Rather than picking up his latest, I decided to again seek out one of his earlier hits, and that’s how I ended up reading “Phantasms.”
“Phantoms” opens with an eerie setup: Dr. Jenny Paige returns to her mountain home in the Sierras with her teenage sister Lisa in tow, as Lisa was recently orphaned by their mother’s death. But what should be a bustling ski village sits unnervingly still -- no pedestrians on sidewalks, no cars moving along streets. Once inside Jenny’s house, they discover the house keeper sprawled on the kitchen floor, her skin mottled with bruises, her body distended, though bearing no obvious wounds to explain her actual demise.
Jenny and Lisa trudge back into the silent town, stepping over severed limbs and mangled corpses until they discover a functional phone. The sheriff arrives from the neighboring county with deputies in tow, but the concrete cause of all this death still eludes them -- as do the whereabouts of half the town’s residents. And as night falls, an unseen presence stalks their search party, leaving behind only screams and viscera where human beings once stood.

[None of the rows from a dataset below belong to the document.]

PR #7777, opened 2024-02-26
Add motion repeat for vi-mode

Monochrome-Sauce:
This pull request allows us to type `100j` to move 100 rows down, or `42l` to move 42 columns to the right. The `count` is applied for every `ViMotion` that changes the cursor's position.

### DIFF
--- a/alacritty/src/config/bindings.rs
+++ b/alacritty/src/config/bindings.rs
@@ -495,7 +495,6 @@ pub fn default_key_bindings() -> Vec<KeyBinding> {
         ArrowDown,                          +BindingMode::VI, ~BindingMode::SEARCH; ViMotion::Down;
         ArrowLeft,                          +BindingMode::VI, ~BindingMode::SEARCH; ViMotion::Left;
         ArrowRight,                         +BindingMode::VI, ~BindingMode::SEARCH; ViMotion::Right;
-        "0",                                +BindingMode::VI, ~BindingMode::SEARCH; ViMotion::First;
         "$",      ModifiersState::SHIFT,    +BindingMode::VI, ~BindingMode::SEARCH; ViMotion::Last;
         Home,                               +BindingMode::VI, ~BindingMode::SEARCH; ViMotion::First;
         End,                                +BindingMode::VI, ~BindingMode::SEARCH; ViMotion::Last;
--- a/alacritty/src/event.rs
+++ b/alacritty/src/event.rs
@@ -206,13 +206,19 @@ impl Default for InlineSearchState {
     }
 }
 
+#[derive(Default)]
 pub struct MotionState {
+    /// Digit history.
+    ///
+    /// When a `ViMotion` is processed or a non-digit character is added,
+    /// `MotionState` discards its history of entered digits.
     history: String,
 }
 
+/// Vi motion state for repeating actions.
 impl MotionState {
     pub fn add_character(&mut self, ch: char) {
-        if ch.is_digit(10) {
+        if ch.is_ascii_digit() {
             self.history.push(ch);
         }
         else {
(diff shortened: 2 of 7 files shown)


Monochrome-Sauce:
Note: I removed `"0", +BindingMode::VI, ~BindingMode::SEARCH; ViMotion::First;` in `default_key_bindings()` because of the conflict with repeating a motion that includes a zero.

chrisduerr (changes requested):
What if I want to add a vi mode binding for a number?

The reason why this wasn't added is that it's fragile and extremely vi-specific, while our vi mode in general can use any combination of keyboard bindings.

Monochrome-Sauce:
Then, what about I make it trigger in a way similar to search-mode?
For example type `.` to take digits and then the first non-digit (or `Enter` followed by anything) will trigger the motion repeatedly.

Another option would be a setting in `alacritty.toml` to toggle between digits-as-binding (default) and digits-as-count.

chrisduerr:
> Then, what about I make it trigger in a way similar to search-mode?
For example type . to take digits and then the first non-digit (or Enter followed by anything) will trigger the motion repeatedly.

Now you're just making up things that nobody else does in this fashion. It's essentially completely unintuitive at which point you might as well just put it in a fork just for yourself.

> Another option would be a setting in alacritty.toml to toggle between digits-as-binding (default) and digits-as-count.

This will never happen.

kchibisov:
I think the way vim works is that it removes the option to enter that specific number once you add number as a binding. In a way that if you bind `4` and you try to start with `4` it'll dispatch, but if you start with other number and type `4` it'll work fine.

I don't really have opinion whether this should be or not included though.

chrisduerr:
> I think the way vim works is that it removes the option to enter that specific number once you add number as a binding. In a way that if you bind 4 and you try to start with 4 it'll dispatch, but if you start with other number and type 4 it'll work fine.

Vim bindings are very complicated, including case-by-case logic that adds timeouts for keybindings when conflicting bindings exist. This is does **NOT** work well in vim and there's zero reason to introduce that atrocity to Alacritty.

Monochrome-Sauce:
> > Then, what about I make it trigger in a way similar to search-mode?
> > For example type . to take digits and then the first non-digit (or Enter followed by anything) will trigger the motion repeatedly.
> 
> Now you're just making up things that nobody else does in this fashion. It's essentially completely unintuitive at which point you might as well just put it in a fork just for yourself.

Having the option for repeat is better than not.


> > Another option would be a setting in alacritty.toml to toggle between digits-as-binding (default) and digits-as-count.
> 
> This will never happen.

Why not?

chrisduerr:
> Having the option for repeat is better than not.

No it isn't. A poorly implemented feature is much worse than nothing.

Monochrome-Sauce:
Ok, so we disagree on one front.

Now, mind elaborating on why a toggle in `alacritty.toml` will never happen?

Monochrome-Sauce:
@chrisduerr 
At the very least tell me, what is your idea of a good implementation and how would it be different from the naive implementation? I would love to work on it.

chrisduerr:
>  At the very least tell me, what is your idea of a good implementation and how would it be different from the naive implementation? I would love to work on it.

I didn't add this to Alacritty because I don't think there is any implementation of this feature that is **good**.

Monochrome-Sauce:
What are your requirements for an implementation to be "good"?

chrisduerr:
> What are your requirements for an implementation to be "good"?

If it's confusing to users, it's bad. If it relies on timeouts, it's bad. If there's a chance that it breaks existing bindings, or conflicts with them, it's bad.

A good implementation shouldn't have any obvious drawbacks and be acceptable to push to **all** users without massive backlash.

Monochrome-Sauce:
Thanks for replying with honesty throughout this conversation.

Anyway, those are fair requirements. I'll try to think of a solution (as impossible as it may sound) in my spare time.

chrisduerr:
> So how does alacritty handle the 3rd and 4th requirements for new features?

I mean generally speaking if you're asking how we don't break *user's* bindings, then the answer is that default bindings are always overwritten by user bindings. If you're asking how we managed not to break support for old user bindings by adding new user binding features, then the answer is just that there never is any need for it.

PR #7787, opened 2024-02-29
cargo update smithay-client-toolkit

Friz64:
alacritty will now benefit from https://github.com/Smithay/client-toolkit/pull/427.

Should we run a general `cargo update` instead?

### DIFF
--- a/CHANGELOG.md
+++ b/CHANGELOG.md
@@ -27,6 +27,7 @@ The format is based on [Keep a Changelog](https://keepachangelog.com/en/1.0.0/).
 - Modifiers occasionally getting desynced on X11
 - Autokey no longer working with alacritty on X11
 - Freeze when moving window between monitors on Xfwm
+- Mouse cursor not changing on Wayland when cursor theme uses legacy cursor icon names
 
 ### Changed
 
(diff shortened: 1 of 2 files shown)


kchibisov:
Thanks, I thought that it was long merged, but it just everyone forgot about the release.

>Should we run a general cargo update instead?

No, it'll make backport a bit harder.

kchibisov (changes requested):
Could you add a changelog entry for that?

Friz64:
like this?

CHANGELOG.md
```diff
@@ -33,6 +33,7 @@ The format is based on [Keep a Changelog](https://keepachangelog.com/en/1.0.0/).
 - No unused-key warnings will be emitted for OS-specific config keys
 - Use built-in font for sextant symbols from `U+1FB00` to `U+1FB3B`
 - Kitty encoding is not used anymore for uncommon keys unless the protocol enabled
+- Bumped smithay-client-toolkit to 0.18.1
```
kchibisov, line 36: It should be in a `FIXED` section and say something like

```suggestion
- Mouse cursor not changing with cursor themes using legacy cursor names on Wayland
```

kchibisov (approved):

Koontz has a knack for pulling readers into his plots, and his talent for crafting believable characters (though they can get repetitive across multiple books) shines in “Phantoms.” However, this time the story’s trajectory eventually lost some of its grip on me, veering into increasingly implausible territory that, frankly, bordered on the ridiculous. The narrative’s descent into theological musings -- contemplating God and Satan, the eternal struggle between light and darkness, humanity’s inherent nature -- felt unnecessary.
The cosmic battle between capital-G Good and capital-E Evil can be a tricky literary device. This philosophical detour in “Phantasms,” combined with a disappointingly saccharine conclusion, diminished my appreciation for the overall novel a bit.
What began as a thrilling premise ultimately faded into a somewhat unsatisfying resolution.